▶ **Work required**: Take each line below that has "think" and copy it.

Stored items
PR #493, opened 2023-03-03
Support enabling ECS Exec for individual services at creation time.

PoeppingT:
This commit adds support for the ECS Exec feature of ECS. Enabling ECS Exec in the Admin UI for a given service will create the ECS Service with the ExecuteCommand option and allowed permissions for ExecuteCommand, which will let admins run commands on tenant service containers for debugging purposes. Those permissions are also explicitly denied for services where ECS Exec is not enabled.

----

### DIFF
--- a/client/web/src/settings/ApplicationComponent.js
+++ b/client/web/src/settings/ApplicationComponent.js
@@ -161,6 +161,7 @@ export function ApplicationComponent(props) {
       name: thisService?.name || serviceName,
       path: thisService?.path || '/*',
       public: thisService ? thisService.public : true,
+      ecsExecEnabled: thisService ? thisService.ecsExecEnabled : false,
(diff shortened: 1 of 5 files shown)


brtrvn (commented):
I don't think it will, but we should make sure that the updated IAM policy doesn't break SSM Session Manager connections (connect through the AWS Console without a key pair) to the underlying EC2 host.

PoeppingT:
> I don't think it will, but we should make sure that the updated IAM policy doesn't break SSM Session Manager connections (connect through the AWS Console without a key pair) to the underlying EC2 host.

Confirmed that with ECS Exec enabled I can connect to a running EC2 instance using the Session Manager connect option.

brtrvn (approved):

▶ **Output**:
I don't think it will, but we should make sure that the updated IAM policy doesn't break SSM Session Manager connections (connect through the AWS Console without a key pair) to the underlying EC2 host.
> I don't think it will, but we should make sure that the updated IAM policy doesn't break SSM Session Manager connections (connect through the AWS Console without a key pair) to the underlying EC2 host.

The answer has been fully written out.